Return value (Vector): - A Vector instance loaded from an existing root block CID.

class Vector

An IPLD Vector object. Create a new Vector or load an existing one with the asynchronous Vector.create factory method.

This class serves mostly as a IPLD usability wrapper for IAVector which implements the majority of the logic behind the IPLD Vector specification, without being IPLD-specific. IAVector is immutable, in that each mutation (delete or set) returns a new IAVector instance. Vector, however, is immutable, and mutation operations may be performed on the same object but its cid property will change with mutations.

Properties:

  • cid (CID): The current CID of this Vector. It is important to note that this CID will change when successfully performing mutation a operation Vector#push.

async Vector#get(index)

Fetches the value of the provided key stored in this Vector, if it exists.

Parameters:

  • index (int): The index of the entry to look up in this Vector.

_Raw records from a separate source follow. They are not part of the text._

PR #870, opened 2022-04-29
fix: inventory canary timeouts

### LINKED ISSUE #864: Inventory canary failures due to timeouts
Currently the inventory canary can fail if the number of package versions in Construct Hub gets too large, as it is no longer able to scan the entire S3 bucket within the 15 minute time limit.

Chriscbr:
Fixes #864

----


src/backend/inventory/canary.lambda.ts
```diff
@@ -49,81 +85,127 @@ export async function handler(event: ScheduledEvent, context: Context) {
...
-  for await (const key of relevantObjectKeys(bucket)) {
-    const [, name, version] = constants.STORAGE_KEY_FORMAT_REGEX.exec(key)!;
+  async function saveProgress(latestContinuationToken: string): Promise<InventoryCanaryEvent> {
+    console.log('Serializing data...');
+    const serializedState: Serialized<InventoryCanaryState> = serialize({
+      continuationToken: latestContinuationToken,
+      packageNames,
+      packageMajorVersions,
+      indexedPackages,
+      perLanguage,
```
yuth, line 95: Can we pass all of these as parameters instead of relying on closure

src/backend/inventory/canary.lambda.ts
```diff
@@ -11,13 +12,48 @@ import { METRICS_NAMESPACE, MetricName, LANGUAGE_DIMENSION } from './constants';
...
+
+    if (!Body) {
+      throw new Error(`Object key "${event.continuationObjectKey}" not found in bucket "${scratchworkBucket}".`);
+    }
+
+    console.log('Deserializing data...');
+    const serializedState = Body.toString('utf-8') as Serialized<InventoryCanaryState>;
+    const state = deserialize(serializedState);
+    console.log('Deserializing finished.');
+    ({ continuationToken, packageNames, packageMajorVersions, indexedPackages, perLanguage } = state);
```
yuth, line 47:
```suggestion
    const { indexedPackages, packageNames, packageMajorVersions, perLanguage} = event.continuationObjectKey ? loadProgress(event.continuationObjectKey) : {indexedPackages: new Map<string, IndexedPackageStatus>(),
    packageNames: new Set<string>(),
    packageMajorVersions: new Set<string>(),
    perLanguage: new Map<string, PerLanguageData>()
   };
   
function loadProgress(continuationToken: string) {
   
    console.log('Found a continuation object key, retrieving data from the existing run...');
    let { Body, ContentEncoding } = await aws.s3().getObject({
      Bucket: scratchworkBucket,
      Key: event.continuationObjectKey,
    }).promise();

    // If it was compressed, decompress it.
    if (ContentEncoding === 'gzip') {
      Body = gunzipSync(Buffer.from(Body! as any));
    }

    if (!Body) {
      throw new Error(`Object key "${event.continuationObjectKey}" not found in bucket "${scratchworkBucket}".`);
    }

    console.log('Deserializing data...');
    const serializedState = Body.toString('utf-8') as Serialized<InventoryCanaryState>;
    const state = deserialize(serializedState);
    console.log('Deserializing finished.');
    return state;
   }
```

src/backend/inventory/canary.lambda.ts
```diff
@@ -11,13 +12,48 @@ import { METRICS_NAMESPACE, MetricName, LANGUAGE_DIMENSION } from './constants';
...
+    }
+
+    if (!Body) {
+      throw new Error(`Object key "${event.continuationObjectKey}" not found in bucket "${scratchworkBucket}".`);
+    }
+
+    console.log('Deserializing data...');
+    const serializedState = Body.toString('utf-8') as Serialized<InventoryCanaryState>;
+    const state = deserialize(serializedState);
+    console.log('Deserializing finished.');
```
yuth, line 46: Should we delete the old continuation token after loading that data?

src/backend/inventory/index.ts
```diff
@@ -56,29 +60,67 @@ export class Inventory extends Construct {
...
 
+    // Store intermediate state information in a bucket so that we can sort of
+    // run the lambda for more than 15 minutes
+    const storageFactory = S3StorageFactory.getOrCreate(this);
+    const scratchworkBucket = storageFactory.newBucket(this, 'ScratchworkBucket', {
+      blockPublicAccess: s3.BlockPublicAccess.BLOCK_ALL,
+      encryption: s3.BucketEncryption.S3_MANAGED,
+      enforceSSL: true,
+      removalPolicy: cdk.RemovalPolicy.DESTROY,
+    });
```
yuth, line 71: Could we get away by using the same package data bucket to store this information instead of a separate bucket?

yuth (approved):
minor nits. Overall looking good

src/backend/inventory/canary.lambda.ts
Chriscbr: Discussed offline. Moving these functions out of the main handler seems like the right call but we'll keep the changes minimal for this PR.

src/backend/inventory/canary.lambda.ts
Chriscbr: Good idea 👍

src/backend/inventory/canary.lambda.ts
Chriscbr: The continuation token is only used once when we call `relevantObjectKeys()`

yuth: What I meant here was if we should delete the file from scratch bucket

src/backend/inventory/index.ts
```diff
@@ -56,29 +60,68 @@ export class Inventory extends Construct {
...
 
+    // Store intermediate state information in a bucket so that we can sort of
+    // run the lambda for more than 15 minutes
+    const storageFactory = S3StorageFactory.getOrCreate(this);
+    const scratchworkBucket = storageFactory.newBucket(this, 'ScratchworkBucket', {
+      blockPublicAccess: s3.BlockPublicAccess.BLOCK_ALL,
+      encryption: s3.BucketEncryption.S3_MANAGED,
+      enforceSSL: true,
+      removalPolicy: cdk.RemovalPolicy.DESTROY,
+      lifecycleRules: [{ expiration: cdk.Duration.days(30) }]
```
yuth, line 71: Do we need this for 30 days? I mean max we would need is 15 - 30 mins

src/backend/inventory/index.ts
yuth: There is default limit of 200 buckets per account. So I was wanted to see if we want to use the buckets for just keeping the message which is needed just for 30 minutes or so

src/backend/inventory/index.ts
Chriscbr: I went with 30 days was because I was thinking of it like log retention, where it's usually better err on keeping files for a longer time. It could be helpful if somebody is trying to debug some kind of past failure and wants to reproduce previous results. I think it's OK to try this for now - we can always revisit and optimize later if there's a need. 🙂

Return value (*|CID|undefined): The value stored for the given index which may be any type serializable by IPLD, or a CID to an existing IPLD object. This should match what was provided by Vector#set as the value for this index. If the index is beyond the size of this Vector, undefined will be returned.

async Vector#size()

Count the number of entries stored in this Vector.

Return value (number): An integer greater than or equal to zero indicating the number of entries stored in this Vector.

async Vector#push(value)

Append an entry to this Vector. The value may be any object that can be serialized by IPLD, or a CID to a more complex (or larger) object. Vector#get operations on the index where this value is stored will retreve the value as it was set as long as serialization and deserialization results in the same object.

As a mutation operation, performing a successful push() where a new entry, a new root node will be generated so vector.cid will be a different CID. This CID should be used to refer to this collection in the backing store where persistence is required.

Parameters:

  • value (*|CID): The value to store, either an object that can be serialized inline via IPLD or a CID pointing to another object.

async Vector#values()

Asynchronously emit all values that exist within this Vector collection. This will cause a full traversal of all nodes that make up this collection so may result in many block loads from the backing store if the collection is large.

Return value (AsyncIterator.<(*|CID)>): An async iterator that yields values of the type stored in this collection, either inlined objects or CIDs.

async Vector#cids()

Asynchronously emit all CIDs for blocks that make up this Vector. This will cause a full traversal of all nodes that make up this collection so may result in many block loads from the backing store if the collection is large.

Return value (AsyncIterator.<CID>): An async iterator that yields CIDs for the blocks that comprise this Vector.

License and Copyright

Copyright 2019 Rod Vagg

Licensed under the Apache License, Version 2.0 (the "License"); you may not use this file except in compliance with the License. You may obtain a copy of the License at http://www.apache.org/licenses/LICENSE-2.0

Unless required by applicable law or agreed to in writing, software distributed under the License is distributed on an "AS IS" BASIS, WITHOUT WARRANTIES OR CONDITIONS OF ANY KIND, either express or implied. See the License for the specific language governing permissions and limitations under the License.